The USB interface is used to exchange data and instructions between FPGA and PC. USB (Universal Serial Bus) is a universal serial bus with the advantages of high speed, low cost, low power consumption, plug and play, and easy maintenance. It adopts IEEE1394 bus protocol and the maximum bandwidth can reach 480 Mb/s. The CY7C68013 in the EZ-USBFX2 series of devices from Cypress is used. This is a USB interface host controller based on 8051 microcontroller. It integrates USB2.0 transceiver, serial interface engine (SIE) and enhanced 8051 microprocessor, and also includes an 8.5 KB on-chip RAM, a 4 KB FIFO memory and a general purpose programmable interface (GPIF). The 8051 program running in the internal RAM is provided by the fixed external storage device EEPROM, and the interface with the FPGA is shown in Figure 4.
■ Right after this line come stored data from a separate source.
PR #323, opened 2019-08-22
Update C code to deal with missing data

hyanwong:
@jeromekelleher thought it might be simpler (and possibly more efficient) to code this up using in Python using `ts.genotype_matrix`, but by that time I had essentially done the C coding.

However, this code sets all the ancestral states, then whizzes through the trees again setting missing whenever it finds isolated nodes. So it might be not very efficient.

### DIFF
--- a/c/tskit/genotypes.c
+++ b/c/tskit/genotypes.c
@@ -66,12 +66,13 @@ tsk_hapgen_update_sample(tsk_hapgen_t * self, size_t sample_index, tsk_id_t site
 {
     int ret = 0;
     size_t index = sample_index * (self->num_sites + 1) + (size_t) site;
-
-    if (self->haplotype_matrix[index] == derived_state[0]) {
-        ret = TSK_ERR_INCONSISTENT_MUTATIONS;
-        goto out;
+    if (self->haplotype_matrix[index] != self->missing_data_character) {
+        if (self->haplotype_matrix[index] == derived_state[0]) {
+            ret = TSK_ERR_INCONSISTENT_MUTATIONS;
+            goto out;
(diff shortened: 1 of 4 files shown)


jeromekelleher:
I'm not sure there's much point in doing this in C @hyanwong --- it's going to be a lot of work going through all the corner cases and making sure it's tested. Particularly when just doing it all in Python is much more straightforward --- see #326.

hyanwong:
Yeah, I had mostly coded this up before chatting to you. 

I do think there should be an efficient method for iterating over haplotypes that doesn’t require loading the entire genotype matrix into memory though. But this isn’t it.

jeromekelleher:
> I do think there should be an efficient method for iterating over haplotypes that doesn’t require loading the entire genotype matrix into memory though. But this isn’t it.

That's what the C code is doing, more-or-less.

hyanwong:
Really? It looks to me as if it makes a copy of the entire haplotype matrix: I’m assuming that requires it all to be in memory?

jeromekelleher:
> Really? It looks to me as if it makes a copy of the entire haplotype matrix: I’m assuming that requires it all to be in memory?

That's what I meant, it's making a full copy of the genotype matrix. I don't see a way around that, if you want to do it time-efficiently.

jeromekelleher:
I think we should close this and focus on #326; there's no point in wasting time getting this PR up to production quality when we're going to delete all the code soon anyway.

hyanwong:
Yes, sure. This temporary hack is being used by @marianne-aspbury at the moment, but she can simply use my branch.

3.5 Data Buffer Storage Control

Figure 5 is a schematic diagram of data buffer storage control. The MV-D1024E is a high-speed and high-dynamic CMOS camera series. The output collected by it generates a high-speed data stream, which must first be buffered and stored before it can be sent to the PC for display through the USB module. The FIFO buffer module is first used, and then the data is processed and controlled through the ping-pong operation, and finally the data is sent to the PC for display through the USB module.

4 PC software design

The PC is mainly used for user input and display of collected data. It is developed through Visual C++6.0 compilation environment, with simple structure and easy implementation. The process is shown in Figure 6. The user sets the camera's resolution, exposure time, window size and other parameters through this interface.

5 Conclusion

The image acquisition system implemented with FPGA completes the data interface and control of the high frame rate CMOS camera. The USB interface integrated with FPGA can use a PC as a simple user input requirement, or it can be completely independent of the PC to establish an image acquisition and processing system independent of the PC.